Comparison of methods how#

methods = [
    "additive_mean",
    # "multiplicative_std",
    "DetrendedQuantileMapping",
    "EmpiricalQuantileMapping",
    # "PrincipalComponents",
    # "LOCI",
    "QuantileDeltaMapping",
    "Scaling",
    "modified_quantile",
    "basic_quantile",
    # "gamma_mapping",
    # "normal_mapping",
]
import warnings

warnings.simplefilter("ignore")
# xclim.sdba requires pint units
hindcast._datasets["initialized"][v].attrs["units"] = "C"
hindcast._datasets["observations"][v].attrs["units"] = "C"
hindcast.sel(init=slice("1983", "2018")).verify(**metric_kwargs)[v].plot(label="raw")
for method in methods:
    hindcast.remove_bias(
        how=method, alignment=metric_kwargs["alignment"], train_test_split="unfair"
    ).verify(**metric_kwargs)[v].plot(label=method)
plt.legend()
<matplotlib.legend.Legend at 0x142093d60>
_images/4db7b419828a5c355d0cd6135c2331e6577e8fd50893030e636610d5f428dd81.png

References#

[1]

Ed Hawkins, Steffen Tietsche, Jonathan J. Day, Nathanael Melia, Keith Haines, and Sarah Keeley.
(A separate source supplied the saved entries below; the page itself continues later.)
PR #309, opened 2018-03-02
Better management of non-monotonic grids in index research

delandmeterp:


parcels/field.py
```diff
@@ -566,11 +572,19 @@ def search_indices_curvilinear(self, x, y, z, xi, yi, ti=-1, time=-1, search2D=F
                          [1, -1, 1, -1]])
         maxIterSearch = 1e6
         it = 0
+        if not grid.zonal_periodic or grid.mesh == 'flat':
```
erikvansebille: So we do not support `flat` grids that are periodic? I would argue that there are many cases where flat grids can be periodic (e.g. zonal channels etc)

parcels/grid.py
```diff
@@ -86,10 +87,15 @@ def add_periodic_halo(self, zonal, meridional, halosize=5):
         """
         if zonal:
             lonshift = (self.lon[-1] - 2 * self.lon[0] + self.lon[1])
+            if not np.allclose(self.lon[1]-self.lon[0], self.lon[-1]-self.lon[-2]):
+                logger.warning_once("To zonal halo is located at the east and west of current grid, with a dx = lon[1]-lon[0] between the last nodes of the original grid and the first ones of the halo. In your grid, lon[1]-lon[0] != lon[-1]-lon[-2]. Is the halo computed as you expect?")
```
erikvansebille: Not sure the grammar is correct in this warning. `To zonal halo`?

parcels/grid.py
```diff
@@ -86,10 +87,15 @@ def add_periodic_halo(self, zonal, meridional, halosize=5):
...
             self.lon = np.concatenate((self.lon[-halosize:] - lonshift,
                                       self.lon, self.lon[0:halosize] + lonshift))
             self.xdim = self.lon.size
+            self.zonal_periodic = True
         if meridional:
+            if not np.allclose(self.lat[1]-self.lat[0], self.lat[-1]-self.lat[-2]):
+                logger.warning_once("To meridional halo is located at the north and south of current grid, with a dy = lat[1]-lat[0] between the last nodes of the original grid and the first ones of the halo. In your grid, lat[1]-lat[0] != lat[-1]-lat[-2]. Is the halo computed as you expect?")
```
erikvansebille: See comment above

parcels/grid.py
```diff
@@ -275,22 +297,32 @@ def advancetime(self, grid_new):
         else:
             raise RuntimeError("Time of field_new in Field.advancetime() overlaps with times in old Field")
 
+    def check_zonal_periodic(self):
```
erikvansebille: Why is this function duplicated? Make it globally accessible?

parcels/field.py
delandmeterp: We do support periodic flat grids. (the test in test_fieldset is an example of such a grid). It is just that the out-of-bound tests here shouldn't be used in spherical, zonal-periodic grids.

parcels/grid.py
delandmeterp: Those functions are actually not the same
`dx = self.lon[0, 1:] - self.lon[0, :-1]`
vs
`dx = self.lon[1:] - self.lon[:-1]`

But since they are almost equal, we should maybe still define the function in the parent class `Grid` and manage the difference with a simple if. 
Do you have a preference for the style? I would put the function in `Grid`

erikvansebille: Yes, I agree

erikvansebille:
Looks good to me; happy for this to be merged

Aspects of designing and evaluating seasonal-to-interannual Arctic sea-ice prediction systems. Quarterly Journal of the Royal Meteorological Society, 142(695):672–683, January 2016. doi:10/gfb3pn.

[2]

James S. Risbey, Dougal T. Squire, Amanda S. Black, Timothy DelSole, Chiara Lepore, Richard J. Matear, Didier P. Monselesan, Thomas S. Moore, Doug Richardson, Andrew Schepen, Michael K. Tippett, and Carly R. Tozer. Standard assessments of climate forecast skill can be misleading. Nature Communications, 12(1):4346, July 2021. doi:10/gk8k7k.